Compared to the median daily steps we had obtained when ignoring the missing data (10395), the median now is:
median(daily_steps_imputed)
## [1] 10766.19
The median is now aligned with the mean, which confirm that we are much more on a Gaussian distribution profile than before. The distribution is not skewed as it was before. Of course, that doesn't mean that we cannot (or should not) see variation of the activity between days... That's something we will address in the next question.
Let's consider our data set with imputed data (from previous question) and flag the days belonging to weekday and weekend respectively...

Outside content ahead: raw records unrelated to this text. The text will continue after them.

PR #1588, opened 2015-05-18
Notify renderStill() of request failures

### LINKED ISSUE #1565: MapMode::Still will never complete if requests fail
We are currently not handling the case when tiles, glyphs or sprites fail to load.

* In case of a glyph or sprite failure, the tile will be in a `partial` state forever and specially when rendering `MapMode::Still`, it will hang there indefinitely because the exit condition is all the tiles being on the `parsed` state.
* In case of a tile fails to load, it will go back to the `invalid` state which will cause a re-request of the tile. If the tile is corrupt on the server or if the server is down, etc it will cause an endless cycle of re-requests.

Probably the cause of: https://github.com/mapbox/node-mapbox-gl-native/issues/114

activity_imputed$day_type <- as.factor(
ifelse(weekdays(as.POSIXlt(activity_imputed$date)) %in% c("Saturday","Sunday"), "weekend", "weekday")
)
Now, let's recalculate some avg daily activity profile (across days) as in question 2, but doing that separately for weekday and weekend days...
avg_daily_profiles <- tapply(activity_imputed$steps, list(activity_imputed$day_type, activity_imputed$interval), mean)
avg_daily_profiles <- as.data.frame(as.table(avg_daily_profiles))
names(avg_daily_profiles) <- c("day_type","interval","steps")
avg_daily_profiles$interval <- as.numeric(as.character(avg_daily_profiles$interval))
Finally we can draw the average daily activity profiles, both for weekend and weekday respectively:
require(lattice)
## Loading required package: lattice
xyplot(
steps ~ interval | day_type,
data = avg_daily_profiles,
layout = c(1, 2),
type = "l",
main = "Avg Daily Activity Profile (over 61 Days)",
xlab = "5-min Intervals",
ylab = "Avg Steps",
scales = list(x = list(at = c(0,400,800,1200,1600,2000,2400), labels = c(0,400,800,1200,1600,2000,2400)))
)
We notice that the morning peak of activity we had noticed in question 2 is not occuring during weekends. On the other hand, during weekends, there is slightly more activity from noon to early evening (a few peaks in the 100-150 steps area whereas we barely go above 100 steps within the same period for weekday activity).
That could correspond to a subject with relatively sedentary job (e.g. sitting in front of computer most of work day). But we don't have enough information here, of course, to conclude that for sure (which is perhaps some good news regarding respect of privace for our subject :D).